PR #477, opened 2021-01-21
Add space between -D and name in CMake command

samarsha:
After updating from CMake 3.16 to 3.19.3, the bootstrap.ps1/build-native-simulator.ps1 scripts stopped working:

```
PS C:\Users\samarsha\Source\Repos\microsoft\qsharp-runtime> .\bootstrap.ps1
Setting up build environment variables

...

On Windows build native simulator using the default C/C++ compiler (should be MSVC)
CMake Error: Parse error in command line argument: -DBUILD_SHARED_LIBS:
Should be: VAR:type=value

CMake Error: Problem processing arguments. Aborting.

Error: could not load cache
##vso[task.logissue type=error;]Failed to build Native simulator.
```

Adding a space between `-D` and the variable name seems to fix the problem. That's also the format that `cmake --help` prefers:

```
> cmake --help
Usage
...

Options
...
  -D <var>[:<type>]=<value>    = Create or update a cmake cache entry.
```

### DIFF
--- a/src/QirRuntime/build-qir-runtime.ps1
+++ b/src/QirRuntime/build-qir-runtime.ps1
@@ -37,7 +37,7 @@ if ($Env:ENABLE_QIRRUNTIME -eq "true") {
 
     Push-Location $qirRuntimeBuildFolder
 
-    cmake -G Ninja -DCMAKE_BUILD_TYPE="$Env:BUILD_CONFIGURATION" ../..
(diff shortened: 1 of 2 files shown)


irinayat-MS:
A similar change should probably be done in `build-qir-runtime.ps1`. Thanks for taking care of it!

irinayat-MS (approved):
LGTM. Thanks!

----------

Your instructions: Up to and including the final line of the data above, please copy every line exactly, starting from the one that contains "A similar change".

The answer:
A similar change should probably be done in `build-qir-runtime.ps1`. Thanks for taking care of it!

irinayat-MS (approved):
LGTM. Thanks!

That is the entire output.